On the other hand, test B results provided a linear estimator with statistical relevance, and could estimate a bigger population rating. However, the calculated \( R^{2} \) was very low with just about 13 % of correlation to the real rating.

It means that the model considering the sEMG signal of just Pectoralis Major group could not be used “alone”, requiring to be complemented by other variables to explain better the human rating.

Therefore, as a next step of this study, the authors recommend to identify other muscular groups that could be added and propose a multidimensional model instead of the simpler unidimensional approach.

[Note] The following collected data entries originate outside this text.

PR #2123, opened 2016-06-21
KAZOO-4858 use correct xpath for order

lazedo:
also handles the way we return the number from search and activate


core/kazoo_number_manager/src/carriers/knm_bandwidth2.erl
```diff
@@ -137,7 +142,7 @@ find_numbers(Search, Quantity, Options) ->
 
 -spec process_search_response(xml_el(), kz_proplist()) -> knm_number:knm_numbers().
 process_search_response(Result, Options) ->
-    AccountId = props:get_value(<<"account_id">>, Options),
+    AccountId = props:get_first_defined([<<"Account-ID">>, <<"account_id">>], Options),
```
fenollp: Please revert this as it is fixed in #2075

PR #2124, opened 2016-06-21
Fast re-arm when binding digit is detected

vladimirralev:
I think you may find this useful. Impatient people tend to get stuck in armed state redialing expecting to start as quickly as possible but the binding digit just gets added towards the collected action. Especially useful if you set interdigit timeout high to accomodate slower users.


applications/konami/src/konami_code_fsm.erl
```diff
@@ -486,26 +486,32 @@ arm_bleg(#state{digit_timeout=Timeout}=State) ->
                 ,b_leg_armed='true'
                }.
 
+-spec maybe_fast_rearm(ne_binary(), ne_binary(), ne_binary())
```
fenollp: badspec

jamesaimonetti:
I'm debating in my head how likely it would be for people to use the arming DTMF in a pattern as well. For instance, would I ever think someone would arm with '*' and use a pattern that included using '*'?

If this PR is accepted, it will require updating the docs to explicitly mention the restriction of using the binding digit in any metaflow patterns. For now, can you include an update to the [docs](https://github.com/2600hz/kazoo/blob/master/applications/crossbar/doc/metaflows.md) so we can at least have it ready? I'll discuss with the team on our next standup whether to go down this route.

vladimirralev:
Alright. I was thinking about the same and the only case that I came up with is some operators like to have a shortcut such as "**" (double start) which is the fastest metaflow to type that could exist. That shortcut is actually used in campaign dialing sometimes to move on quickly to next target number. It is also used when people want to reduce the chance of interfering with voicemail/IVR systems where the binding digit will have another purpose but runs the risk of konami taking over the call in unexpected ways. There you can have * binding digit, and all number that are configure will also start with a * so basically the arming digit itself will be double-star so to speak. These cases will suffer a bit, but I can code an exception for double-binding-key if you want, I think it will address almost all concerns.

jamesaimonetti:
@vladimirralev thanks for the update. I will discuss this today with the team to make sure there aren't any objections.

jamesaimonetti:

Another alternative linked to this one is to follow the non-linear format adopted by Hannemann [4] to define his shift comfort model, leading to a better correlation than the linear approach.

Additionally to that, other HFE-variables, like tactile-sense based, could be further analyzed and added to this new multidimensional model [3]. The results presented are being used in a research project that includes virtual reality interfaces and tele-existence [4] for monitoring data. In this case, the virtual reality resources are also used for simulation test environments.